There is a copious literature supporting citicoline effect in glaucoma and more in general in neurodegenerative diseases [6, 24,25,26,27,28,29,30,31,32,33,34,35,36,37,38,39]. Such an effect was clearly demonstrated in experimental studies [37, 44,45,46] and in clinical settings as well [24,25,26,27,28,29,30,31,32,33,34,35,36,37,38,39]. Trials on glaucoma patients showed a beneficial role of citicoline in improving electrophysiology [29,30,31,32] and a possible effect on visual field changes [36]. In a recently published clinical trial, citicoline (administered as eyedrops) was found to be associated with a reduction of glaucoma progression in patients with apparently controlled IOP [36]. All these encouraging data led to the assumption that citicoline might have a neuroprotective effect as described above. Clinical data on a number of neurodegenerative diseases like Parkinson’s disease, senile and vascular dementia, and stroke seem to confirm experimental observations [35]. Several studies have investigated the effect of citicoline on vision [6, 29,30,31,32,33,34,35,36]. This action would be probably mediated by the stimulation of the dopaminergic system in the visual pathways: citicoline was found to improve visual acuity, visual evoked responses, and contrast sensitivity in glaucoma [29,30,31,32], amblyopia [47,48,49], and in non-arteritic ischemic optic neuropathy [50, 51].
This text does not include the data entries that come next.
PR #588, opened 2026-05-20
FinallyProcessor: guard instrOldOffsets removals when out of sync with seq

FewzY:
## Describe the bug

`FinallyProcessor.removeExceptionInstructionsEx` mutates two parallel structures on the same `BasicBlock`: `InstructionSequence seq` and `List<Integer> instrOldOffsets`. The two can drift apart when `verifyFinallyEx` re-invokes this method on the same handler block during multi-pass iteration — a previous pass shrank one list more than the other, then a later pass tries to remove from the now-empty offsets list and throws.

### Minimal repro

A Kotlin `bitmap.compress(...).use { ... }` try-finally (the standard \`CloseableKt.closeFinally\` pattern) consistently triggers it on R8-shrunk Android code.

### Stack trace

```
java.lang.IndexOutOfBoundsException: Index 0 out of bounds for length 0
  at java.base/java.util.ArrayList.remove(ArrayList.java:552)
  at org.jetbrains.java.decompiler.modules.decompiler.FinallyProcessor.removeExceptionInstructionsEx(FinallyProcessor.java:1058)
  at org.jetbrains.java.decompiler.modules.decompiler.FinallyProcessor.verifyFinallyEx(FinallyProcessor.java:573)
  at org.jetbrains.java.decompiler.modules.decompiler.FinallyProcessor.iterateGraph(FinallyProcessor.java:90)
```

## Describe the fix

`InstructionSequence.removeLast()` already self-guards (only removes if non-empty). I extended the same pattern to the four `instrOldOffsets.remove(...)` call sites and the two `seq.removeInstruction(0)` sites inside `removeExceptionInstructionsEx`. No behaviour change when the lists are in sync — only graceful no-op when they aren't.

This is a band-aid, not a root-cause fix: the underlying invariant violation (the two lists falling out of sync across re-invocations) is still worth investigating. But shipping the guard prevents loss of the entire method body for code that the rest of the pipeline could otherwise decompile correctly.

## Provenance disclosure

## Checklist
- [ ] Unit tests were added or modified to validate this change. *(Existing test suite passes; happy to add a fixture if you'd like.)*

### DIFF
--- a/src/org/jetbrains/java/decompiler/modules/decompiler/FinallyProcessor.java
+++ b/src/org/jetbrains/java/decompiler/modules/decompiler/FinallyProcessor.java
@@ -1049,25 +1049,35 @@ public class FinallyProcessor {
     if (finallytype == 3) { // empty finally handler
       for (int i = seq.length() - 1; i >= 0; i--) {
         seq.removeInstruction(i);
-        instrOldOffsets.remove(i);
+        if (i < instrOldOffsets.size()) {
+          instrOldOffsets.remove(i);
+        }
       }
     } else {
       if ((blocktype & 1) > 0) { // first
         if (finallytype == 2 || finallytype == 1) { // astore or pop
-          seq.removeInstruction(0);
-          instrOldOffsets.remove(0);
+          if (!seq.isEmpty()) {
+            seq.removeInstruction(0);
+          }
+          if (!instrOldOffsets.isEmpty()) {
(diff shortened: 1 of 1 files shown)


Kroppeb:
Could you attach a class file that shows the behavior. I don't have the tools to recreate your example.

jaskarth:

The findings of our trial confirm the effect of citicoline as a neuroenhancer as the short duration of the study did not allow to show any significant disease change. Data on visual field confirm that no progression occurred in the 9-month follow-up time. The “good IOP control” (i.e., 13 mmHg on average in both groups) reinforces the likelihood of a lack of progression in these patients. In fact, differently from what could be observed in another trial, this sample was not selected based on glaucoma progression despite IOP control [36]. The effect of citicoline decreased after the switch to placebo. This finding seems to confirm the observations of Parisi et al. who could show an improvement in the electrophysiological function of the retina in glaucoma patients with an effect clearly measurable after 4 months of treatment that, however, regressed to normality after citicoline was stopped. The authors tried to interpret their findings suggesting a neuro-enhancer action of the molecule [32].
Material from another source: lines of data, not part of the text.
PR #594, opened 2026-05-22
Fix ClassesProcessor not whitelisting class files

### LINKED ISSUE #593: Failed to save class when decompiling specific class files in a JAR
## Vineflower version
1.12.0

## Describe the bug
When decompiling a JAR and using the `--only=my/class` parameter, vineflower will fail to output the decompiled java files with an exception being raised "Failed to save class"

## Additional information

Stacktrace:
```java
Exception in thread "main" java.lang.RuntimeException: Failed to save class
	at org.jetbrains.java.decompiler.main.decompiler.DirectoryResultSaver.saveClassEntry(DirectoryResultSaver.java:31)
	at org.jetbrains.java.decompiler.main.extern.IResultSaver.saveClassEntry(IResultSaver.java:25)
	at org.jetbrains.java.decompiler.struct.JarContextSource$1.acceptClass(JarContextSource.java:128)
	at org.jetbrains.java.decompiler.struct.ContextUnit.save(ContextUnit.java:236)
	at org.jetbrains.java.decompiler.struct.StructContext.saveContext(StructContext.java:178)
	at org.jetbrains.java.decompiler.main.Fernflower.decompileContext(Fernflower.java:155)
	at org.jetbrains.java.decompiler.main.decompiler.ConsoleDecompiler.decompileContext(ConsoleDecompiler.java:250)
	at org.jetbrains.java.decompiler.main.decompiler.ConsoleDecompiler.main(ConsoleDecompiler.java:195)
Caused by: java.nio.file.NoSuchFileException: /home/aoqia/Projects/git/local/leaf/out/920353448238085945/decompiled/zombie/GitVersion.java
	at java.base/sun.nio.fs.UnixException.translateToIOException(UnixException.java:92)
	at java.base/sun.nio.fs.UnixException.rethrowAsIOException(UnixException.java:108)
	at java.base/sun.nio.fs.UnixException.rethrowAsIOException(UnixException.java:113)
	at java.base/sun.nio.fs.UnixFileSystemProvider.newFileChannel(UnixFileSystemProvider.java:214)
	at java.base/sun.nio.fs.UnixFileSystemProvider.newByteChannel(UnixFileSystemProvider.java:245)
	at java.base/java.nio.file.spi.FileSystemProvider.newOutputStream(FileSystemProvider.java:426)
	at java.base/java.nio.file.Files.newOutputStream(Files.java:215)
	at java.base/java.nio.file.Files.newBufferedWriter(Files.java:2729)
	at java.base/java.nio.file.Files.newBufferedWriter(Files.java:2770)
	at org.jetbrains.java.decompiler.main.decompiler.DirectoryResultSaver.saveClassEntry(DirectoryResultSaver.java:26)
	... 7 more
```

aoqia194:
Fixes #593!

This PR branch should probably be tested on the CLI against some other projects, because I am not sure if adding this second check will influence anything.

### An explanation about the bug

When using `--only=com/example`, the `com/example` is marked as a whitelisted prefix; thus any directories in a JAR being matched against these whitelist prefixes will be created. However, when matching a singular class file (e.g. `--only=com/example/MyClass`), the original check against the to-be-created directory `com/example` would fail.

The check will boil down to:
```java
"com/example".startsWith("com/example/MyClass")
```
and it is obvious that this would fail, thus the directory would not be created, and after decompilation happens and the class file is being dumped to a file, it will fail because of the parent directories not existing.

It took me a few hours to find a fix that didn't feel hacky, though I will admit that this still feels a little hacky and might have some unknown-to-me consequences. This simple change will affect this whitelist check and makes the check:
```java
"com/example".startsWith("com/example/MainClass") || "com/example/MainClass".startsWith("com/example")
```
This check satisfies the directory-creating code and will create the directories just fine. Yippee!

### DIFF
--- a/src/org/jetbrains/java/decompiler/main/ClassesProcessor.java
+++ b/src/org/jetbrains/java/decompiler/main/ClassesProcessor.java
@@ -82,7 +82,7 @@ public class ClassesProcessor implements CodeConstants {
       return true;
 
     for (String prefix : this.whitelist) {
-      if (cls.startsWith(prefix))
+      if (cls.startsWith(prefix) || prefix.startsWith(cls))
         return true;
     }
 


aoqia194:
I forgot to mention that it's also possible to just check the folders exist again right before writing the file, but I think this might be cheaper anyway? Also it may be better internally that these folders are marked as whitelisted in the first place.

aoqia194:
I'm converting this to draft because this same issue has come up again on this branch despite this fixing it previously?

aoqia194:
Ok it seems that this still works after checking, I think it was just user error with my vineflower wrapper. Maybe to prevent false-positives in the whitelisting with this extra check, we can also check for a suffix like `.java` or `.class` to determine whether a single file is being whitelisted or not? I don't think it's necessary right now however.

Among study limitations, it is worth mentioning the reduced sample size of the study. Of the 220 patients that were planned, only 155 were finally enrolled. The drop-out rate was low (5%), less than predicted, despite the trial period fell completely into “pandemic time.” Average values of composite score in the 2 arms showed that overall quality of life was rather good, similar to the one observed in other clinical trials including patients with moderate glaucoma. It is possible that the reduced statistical power of the study did not allow to find differences in secondary outcomes between citicoline and placebo; and the same comment holds for subscales analyses. Another possible limitation is the lack a of wash-out period between the 2 cross-over phases. We do not think it has had a meaningful impact on our results, as confirmed by the lack of significant differences between the 6-month and 9-month time-points. However, any potential carry-over effect would have acted to dilute the difference between the two arms after the switch, potentially reducing the chances of detecting a significant change from baseline, but this was not the case.

To conclude, this trial supports the effect of citicoline oral solution on improving the vision related quality of life, measured by the VFQ-25, with no positive or negative impact on the general quality of life, measured by the SF-36. The VFQ-25 composite score at baseline was generally high, making harder to show an impact of glaucoma on quality of life in the study population. Future investigations should focus on the recruitment of participants with more advanced bilateral VF damage, in whom a compromised quality of life can be more likely observed.